Austin Private Wealth, LLC, a Texas-based financial planning company, is being scrutinized after a social media post went viral that claimed they had put options on as many as 12 million shares of DJT shares just one day before the assassination attempt on Donald Trump.
The investment firm denied the allegations and has now blamed a filing error for this controversial action.
According to CA Club India:
A Put Option is an investment made by someone who expects a company’s Stock Price to fall. People who engage in Inside Trading buy Put Options can make 5X or, sometimes even 100X profits (depends on how quickly the stock plummets).
If Trump did die in the assassination attempt, his company would have become worthless. It’s stock would have become Zero in a day. The people who bought Put Options would have made billions in profits.
According to the viral post, Austin Private Wealth’s alleged put position on July 12 was the largest among those listed—the second-biggest was Citadel’s 1.677 million short in May.
The filing date is July 12th, the day before the assassination attempt. With reportedly around $1 billion in assets under management, this is allegedly by far the largest put placed by the firm, according to Finbold.
“Researcher” Josh Walkos wrote on X:
To make things even more interesting, my source tipped me off with the following two images from their Bloomberg terminal. The screenshot on the left shows the Put by Austin Private Wealth LLC, that was taken earlier this morning.
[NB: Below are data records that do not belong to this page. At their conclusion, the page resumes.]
PR #153, opened 2017-06-23
Multi arch binaries

nlamirault:
Signed-off-by: Nicolas Lamirault <nicolas.lamirault@gmail.com>

---
This change is [Reviewable](https://reviewable.kubernetes.io/reviews/kubernetes/kube-state-metrics/153)

### DIFF
--- a/Makefile
+++ b/Makefile
@@ -2,6 +2,7 @@ all: build
 
 FLAGS =
 COMMONENVVAR = GOOS=linux GOARCH=amd64
+ARCHS = amd64 386 arm arm64
 BUILDENVVAR = CGO_ENABLED=0
 TESTENVVAR = 
 REGISTRY = gcr.io/google_containers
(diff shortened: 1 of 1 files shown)


Makefile
```diff
@@ -14,6 +15,9 @@ deps:
 build: clean deps
 	$(COMMONENVVAR) $(BUILDENVVAR) godep go build -o kube-state-metrics 
 
+crossbuild:
```
andyxning: @nlamirault Should also consider update the `clean` directive.

andyxning: @brancz should this be added to 1.0 milestone to support build multi arches binary releases?

brancz: I don't think we will start releasing in any other form than the container images for now. At least until google opens up the release process further. So for now this will just be a helper to build it yourself.

andyxning:
close this via #252

PR #154, opened 2017-06-27
collectors/pod: flatten created by label and extract owners

brancz:
The created by label previously was in the format "<kind>/<name>", this
is now normalized in to a respective label for each.

Additionally it is possible that a Pod has multiple OwnerReferences.
Previously multiple `kube_pod_info` metrics were generated for each
OwnerReference, unnecessarily duplicating all other labels of the
`kube_pod_info` metric.

The owner part has not been released yet, so it's non breaking,
however, the `created_by` label is breaking. This will be noted in
the changelog.

@fabxc @andyxning @mxinden @gouthamve

---
This change is [Reviewable](https://reviewable.kubernetes.io/reviews/kubernetes/kube-state-metrics/154)

### DIFF
--- a/Documentation/pod-metrics.md
+++ b/Documentation/pod-metrics.md
@@ -2,7 +2,8 @@
 
 | Metric name| Metric type | Labels/tags |
 | ---------- | ----------- | ----------- |
-| kube_pod_info | Gauge | `pod`=&lt;pod-name&gt; <br> `namespace`=&lt;pod-namespace&gt; <br> `host_ip`=&lt;host-ip&gt; <br> `pod_ip`=&lt;pod-ip&gt; <br> `start_time`=&lt;date-time since kubelet acknowledged pod&gt; <br> `node`=&lt;node-name&gt;<br> `created_by`=&lt;created_by&gt;<br> `owner_kind`=&lt;owner kind&gt; <br> `owner_name`=&lt;owner name&gt; <br> `owner_is_controller`=&lt;whether owner is controller&gt;  |
+| kube_pod_info | Gauge | `pod`=&lt;pod-name&gt; <br> `namespace`=&lt;pod-namespace&gt; <br> `host_ip`=&lt;host-ip&gt; <br> `pod_ip`=&lt;pod-ip&gt; <br> `start_time`=&lt;date-time since kubelet acknowledged pod&gt; <br> `node`=&lt;node-name&gt;<br> `created_by_kind`=&lt;created_by_kind&gt;<br> `created_by_name`=&lt;created_by_name&gt;<br> |
+| kube_pod_owner | Gauge | `pod`=&lt;pod-name&gt; <br> `namespace`=&lt;pod-namespace&gt; <br> `owner_kind`=&lt;owner kind&gt; <br> `owner_name`=&lt;owner name&gt; <br> `owner_is_controller`=&lt;whether owner is controller&gt;  |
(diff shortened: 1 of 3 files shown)


fabxc:
Pulling owners into their own metric is a pretty intense normalization for a metric. I wonder how common that really is and whether just having multiple `kube_pod_info` metrics still wouldn't be the simpler choice in that case.   
One risk of course is that people generally don't expect it due to its rareness and then write queries that fail when actually confronted with a n-to-m match on joins.

andyxning:
I prefer that we split owner info into different metrics, this makes `kube_pod_info` more simplified and clear. By making kind and name separation, it will make queries about kind and name solely available and more easy.

>One risk of course is that people generally don't expect it due to its rareness and then write queries that fail when actually confronted with a n-to-m match on joins.

@brancz @fabxc Prometheus is good enough to support n-to-m match join. 👍  However, imho, the docs about `left join` and `right join` are not so clear and lack of clear examples. Maybe this can be resolved by adding some join query example in kube-state-metrics docs.

Documentation/pod-metrics.md
```diff
@@ -2,7 +2,8 @@
 
 | Metric name| Metric type | Labels/tags |
 | ---------- | ----------- | ----------- |
-| kube_pod_info | Gauge | `pod`=&lt;pod-name&gt; <br> `namespace`=&lt;pod-namespace&gt; <br> `host_ip`=&lt;host-ip&gt; <br> `pod_ip`=&lt;pod-ip&gt; <br> `start_time`=&lt;date-time since kubelet acknowledged pod&gt; <br> `node`=&lt;node-name&gt;<br> `created_by`=&lt;created_by&gt;<br> `owner_kind`=&lt;owner kind&gt; <br> `owner_name`=&lt;owner name&gt; <br> `owner_is_controller`=&lt;whether owner is controller&gt;  |
+| kube_pod_info | Gauge | `pod`=&lt;pod-name&gt; <br> `namespace`=&lt;pod-namespace&gt; <br> `host_ip`=&lt;host-ip&gt; <br> `pod_ip`=&lt;pod-ip&gt; <br> `start_time`=&lt;date-time since kubelet acknowledged pod&gt; <br> `node`=&lt;node-name&gt;<br> `created_by_kind`=&lt;created_by_kind&gt;<br> `created_by_name`=&lt;created_by_name&gt;<br> |
```
andyxning: @brancz How about we use `owner_kind` and `owner_name`. This make join query more easy. Just like we use the same label name for `namespace` and `pod`.

fabxc: What exactly do you mean? The owner metric uses `owner_kind` and `owner_name` already.

andyxning:
Imean the "created_by_kind" and "created_by_name" tag key in kube_pod_info

Documentation/pod-metrics.md
brancz: The point is that created by and owners can be different and are extracted from different sources, they are essentially unrelated data. For to be able to join on these I would recommend to use the [`label_replace`](https://prometheus.io/docs/querying/functions/#label_replace()) function.

andyxning: @brancz Seems good to me. 

BTW, having not known that Prometheus supports `label_replace` function which is awesome to this situation. :)

andyxning: SGTM

fabxc:
👍

PR #155, opened 2017-06-29
Add metric for cronjob scheduling delay

julia-stripe:
We're scheduling cronjobs! When they fail to get scheduled onto a node (for instance because the cluster is overloaded), we want to know how far behind they are.

This adds a delay metric for every job that

* isn't suspended
* has a `lastScheduleTime`

& uses the same cronjob library that kube-cron uses to calculate cron job schedule times.

---
This change is [Reviewable](https://reviewable.kubernetes.io/reviews/kubernetes/kube-state-metrics/155)

### DIFF
--- a/collectors/cronjob.go
+++ b/collectors/cronjob.go
@@ -17,8 +17,11 @@ limitations under the License.
 package collectors
 
 import (
+	"time"
+
 	"github.com/golang/glog"
 	"github.com/prometheus/client_golang/prometheus"
+	"github.com/robfig/cron"
 	"golang.org/x/net/context"
 	"k8s.io/client-go/kubernetes"
 	"k8s.io/client-go/pkg/api"
@@ -26,7 +29,10 @@ import (
 	"k8s.io/client-go/tools/cache"
 )
 
+type nowFuncT func() time.Time
+
 var (
+	nowFunc nowFuncT // so that we can mock out `time.Now()` in tests
 	descCronJobInfo = prometheus.NewDesc(
 		"kube_cronjob_info",
 		"Info about cronjob.",
@@ -52,7 +58,18 @@ var (
 		"Deadline in seconds for starting the job if it misses scheduled time for any reason.",
 		[]string{"namespace", "cronjob"}, nil,
 	)
+	descCronJobSchedulingDelay = prometheus.NewDesc(
+		"kube_cronjob_scheduling_delay",
+		"Number of seconds the cron job is delayed scheduling",
+		[]string{"namespace", "cronjob"}, nil,
+	)
 )
+
+func init() {
+	nowFunc = func() time.Time {
+		return time.Now()
+	}
+}
 
 type CronJobLister func() ([]v2batch.CronJob, error)
 
@@ -92,6 +109,7 @@ func (dc *cronJobCollector) Describe(ch chan<- *prometheus.Desc) {
 	ch <- descCronJobStatusLastScheduleTime
 	ch <- descCronJobSpecSuspend
 	ch <- descCronJobSpecStartingDeadlineSeconds
+	ch <- descCronJobSchedulingDelay
 }
 
 // Collect implements the prometheus.Collector interface.
@@ -103,6 +121,21 @@ func (cjc *cronJobCollector) Collect(ch chan<- prometheus.Metric) {
 	}
 	for _, cj := range cronjobs {
 		cjc.collectCronJob(ch, cj)
+	}
+}
+
+func getSchedulingDelaySeconds(schedule string, lastScheduleTime time.Time) float64 {
+	sched, err := cron.ParseStandard(schedule)
+	if err != nil {
+		glog.Errorf("Failed to parse cron job schedule '%s': %s", schedule, err)
+		return 0
+	}
+	nextScheduleTime := sched.Next(lastScheduleTime)
+	delay := nowFunc().Sub(nextScheduleTime).Seconds()
+	if delay < 0 {
+		return 0
+	} else {
+		return delay
 	}
 }
 
@@ -120,8 +153,12 @@ func (jc *cronJobCollector) collectCronJob(ch chan<- prometheus.Metric, j v2batc
 		addGauge(descCronJobSpecStartingDeadlineSeconds, float64(*j.Spec.StartingDeadlineSeconds))
 	}
 
-	addGauge(descCronJobInfo, 1, j.Spec.Schedule, string(j.Spec.ConcurrencyPolicy))
+	// If the cron job is suspended, don't track delays
+	if j.Status.LastScheduleTime != nil && !*j.Spec.Suspend {
+		addGauge(descCronJobSchedulingDelay, getSchedulingDelaySeconds(j.Spec.Schedule, j.Status.LastScheduleTime.Time))
+	}
 
+	addGauge(descCronJobInfo, 1, j.Spec.Schedule, string(j.Spec.ConcurrencyPolicy))
 	addGauge(descCronJobStatusActive, float64(len(j.Status.Active)))
 	addGauge(descCronJobSpecSuspend, boolFloat64(*j.Spec.Suspend))
 
--- a/collectors/cronjob.go
+++ b/collectors/cronjob.go
@@ -132,9 +132,8 @@ func getSchedulingDelaySeconds(schedule string, lastScheduleTime time.Time) floa
 	delay := timeNow().Sub(nextScheduleTime).Seconds()
 	if delay < 0 {
 		return 0
-	} else {
-		return delay
 	}
+	return delay
 }
 
 func (jc *cronJobCollector) collectCronJob(ch chan<- prometheus.Metric, j v2batch.CronJob) {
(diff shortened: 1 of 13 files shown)


collectors/cronjob.go
```diff
@@ -17,16 +17,22 @@ limitations under the License.
...
 	"k8s.io/client-go/kubernetes"
 	"k8s.io/client-go/pkg/api"
 	v2batch "k8s.io/client-go/pkg/apis/batch/v2alpha1"
 	"k8s.io/client-go/tools/cache"
 )
 
+type nowFuncT func() time.Time
+
 var (
+	nowFunc nowFuncT // so that we can mock out `time.Now()` in tests
```
jmillikin-stripe: This would usually be a plain assignment, `timeNow = time.Now` -- no need for the extra type or the wrapper in `init()`.

Alternatively, `now` could be passed to `getSchedulingDelaySeconds()` as a parameter and then we wouldn't need to stub it out at all.

(heh, you can take the reviewer out of go-readability-approvers@, but ...)

collectors/cronjob.go
```diff
@@ -106,6 +124,21 @@ func (cjc *cronJobCollector) Collect(ch chan<- prometheus.Metric) {
...
+	sched, err := cron.ParseStandard(schedule)
+	if err != nil {
+		glog.Errorf("Failed to parse cron job schedule '%s': %s", schedule, err)
+		return 0
+	}
+	nextScheduleTime := sched.Next(lastScheduleTime)
+	delay := nowFunc().Sub(nextScheduleTime).Seconds()
+	if delay < 0 {
+		return 0
+	} else {
```
jmillikin-stripe: Go style discourages `} else {` after a return:

```go
if delay < 0 {
	return 0
}
return delay
```

collectors/cronjob.go
```diff
@@ -120,8 +153,12 @@ func (jc *cronJobCollector) collectCronJob(ch chan<- prometheus.Metric, j v2batc
 		addGauge(descCronJobSpecStartingDeadlineSeconds, float64(*j.Spec.StartingDeadlineSeconds))
 	}
 
-	addGauge(descCronJobInfo, 1, j.Spec.Schedule, string(j.Spec.ConcurrencyPolicy))
+	// If the cron job is suspended, don't track delays
+	if j.Status.LastScheduleTime != nil && !*j.Spec.Suspend {
```
jmillikin-stripe: What happens to the metric if a CronJob has never been successfully scheduled, for example if it's too big for any machine in the cluster? I think we want to alert on that also.

julia-stripe: agreed! `CronJob` [only has](https://github.com/kubernetes/kubernetes/blob/60604f8/staging/src/k8s.io/api/batch/v2alpha1/types.go#L54-L148) a `LastScheduleTime` timestamp right now though (there's no `creationTime` to say when the job was created) so I don't see how to accomplish that with the current API

brancz:

kube-state-metrics maps values of Kubernetes API object fields one to one to metrics. Introducing this would break the consistency with the other metrics, as it is a computed value. Adding the `scheduling_delay` might make more sense to be in the upstream `CronJob` object and once available there it can be implemented to be exposed as a metric here. The implementation details would have to be worked out and might not end up being the scheduled delay. Maybe the final aggregation might also be done at query time meaning we would just need to add `next_schedule_time` and compute the delay with PromQL functions.

As already mentioned in the comment, that would also give us the chance to add `creation_time` to be able to alert on never having been scheduled, however, equivalent today would be `absent(cronjob_status_last_schedule_time)`, which evaluates to triggering if the time-series does not exist.

I'll be happy to review upstream proposals and implementations.

What do you think?

/cc @fabxc 

As a side note: for us to be able to accept contributions, you or your organization will need to sign the CLA.

julia-stripe:
Thanks so much for the feedback!

I think a `nextScheduleTime` metric is ultimately what we want here, like you say -- calculated as 

```
if lastScheduleTime:
    sched.Next(lastScheduleTime)
else:
    sched.Next(creationTime)
```

one reason I'm hesitant to propose adding that field to the upstream `CronJob` is that it's only really useful for monitoring -- the scheduler itself wouldn't have any reason to use it (if 8 jobs were meant to be scheduled between `lastScheduleTime` and now, then the expected `nextScheduleTime` is irrelevant except for monitoring purposes). Do you think it's reasonable to add something to a Kubernetes API object that is redundant / could be calculated from other properties in that object but is useful for monitoring? I'm a bit worried it'll get out of sync.

brancz:
I think I'm ok with just exposing `next_scheduled_time` in form of a unix timestamp as a metric instead of the delay, mainly as the delay introduces the necessity to inject time. Which we shouldn't do with the init function, but via dependency injection into the collector struct. However, since that necessity would disappear if we opt for `next_scheduled_time` instead of the delay, we wouldn't have to in the first place.

Then the [`time()`](https://prometheus.io/docs/querying/functions/#time()) function of PromQL can be used to calculate the actual delay between the expected. As everything is unix timestamps, we don't have to worry about timezones.

What do you think @fabxc ? (I'll be on vacation for the next two weeks so I'll leave it to @fabxc to handle this, otherwise I'll pick this up once I'm back)

jmillikin-stripe:
> As a side note: for us to be able to accept contributions, you or your organization will need to sign the CLA.

Acknowledged. We're currently working through the internal CLA request process and expect there won't be any issues (CLAs for e.g. Bazel went through fine).

julia-stripe:
Updated this with an implementation of a `kube_cronjob_next_schedule_time` metric. It turns out that there actually *is* a creation timestamp on cron jobs through the `ObjectMeta` metadata that all kube resources have (!!) so it uses that.

collectors/cronjob.go
```diff
@@ -106,6 +116,21 @@ func (cjc *cronJobCollector) Collect(ch chan<- prometheus.Metric) {
 	}
 }
 
+func getNextScheduledTime(schedule string, lastScheduleTime *unversioned.Time, createdTime unversioned.Time) time.Time {
+	sched, err := cron.ParseStandard(schedule)
+	if err != nil {
+		glog.Errorf("Failed to parse cron job schedule '%s': %s", schedule, err)
```
fabxc: I'd prefer keeping logging out of helper functions and return an error here.

brian-brazil:
NaN should only be used where it makes sense mathematically, so not exposing it would be a better option.

julia-stripe:
@k8s-bot test this

julia-stripe:
Review status: 0 of 13 files reviewed at latest revision, 4 unresolved discussions.

---

*[collectors/cronjob.go, line 35 at r2](https://reviewable.kubernetes.io:443/reviews/kubernetes/kube-state-metrics/155#-KnopkUGSjsgadnWs-l9-r2-35:-KoOj-1Bfu3aQ-xIj_CF:b-896fix) ([raw file](https://github.com/kubernetes/kube-state-metrics/blob/cc026a87fe9dd6704b98d513efda45a87879b251/collectors/cronjob.go#L35)):*
<details><summary><i>Previously, jmillikin-stripe wrote…</i></summary><blockquote>

This would usually be a plain assignment, `timeNow = time.Now` -- no need for the extra type or the wrapper in `init()`.

Alternatively, `now` could be passed to `getSchedulingDelaySeconds()` as a parameter and then we wouldn't need to stub it out at all.

(heh, you can take the reviewer out of go-readability-approvers@, but ...)
</blockquote></details>

Done.

---

*[collectors/cronjob.go, line 137 at r2](https://reviewable.kubernetes.io:443/reviews/kubernetes/kube-state-metrics/155#-KnopkUGSjsgadnWs-l9-r2-137:-KoOpFYVYpMJgkL0jiu1:b-896fix) ([raw file](https://github.com/kubernetes/kube-state-metrics/blob/cc026a87fe9dd6704b98d513efda45a87879b251/collectors/cronjob.go#L137)):*
<details><summary><i>Previously, jmillikin-stripe wrote…</i></summary><blockquote>

Go style discourages `} else {` after a return:

```go
if delay < 0 {
	return 0
}
return delay
```
</blockquote></details>

Done.

---

*[collectors/cronjob.go, line 122 at r5](https://reviewable.kubernetes.io:443/reviews/kubernetes/kube-state-metrics/155#-KnopkUGSjsgadnWs-l9-r5-122:-KoOpCnYqfDFu77Ma8Bb:b-896fja) ([raw file](https://github.com/kubernetes/kube-state-metrics/blob/3f0a013e496b239e57d2df5b779a5f04eacece12/collectors/cronjob.go#L122)):*
<details><summary><i>Previously, fabxc (Fabian Reinartz) wrote…</i></summary><blockquote>

I'd prefer keeping logging out of helper functions and return an error here.
</blockquote></details>

Done!

---


*Comments from [Reviewable](https://reviewable.kubernetes.io:443/reviews/kubernetes/kube-state-metrics/155)*

julia-stripe:
@fabxc moved the logging out of the helper function and signed the CLA!

fabxc:
Thanks 👍

fabxc:
@julia-stripe one thing I forgot: can you document the new metric in `Documentation/`?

It shows the 120,000 puts. As you can see their position is by far the largest, the next closest is Citadel Advisors with 16,770.
Here is where it gets interesting, the screenshot to the right was taken later in the day and poof, Austin Private Wealth LLC is nowhere to be found. Why?
On July 16, the firm amended the filing.
According to Josh Walkos, “Another interesting thing about the amendment filed on 7/16 is that it is the only one they have ever had. I searched and their first filing was on 2-12-2020.”
Another interesting thing about the amendment filed on 7/16 is that it is the only one they have ever had. I searched and their first filing was on 2-12-2020.https://t.co/VX7cWFhDC4
— Champagne Joshi (@JoshWalkos) July 18, 2024
According to the firm, the July 12 filing pertained to activity in the second quarter. There was no short.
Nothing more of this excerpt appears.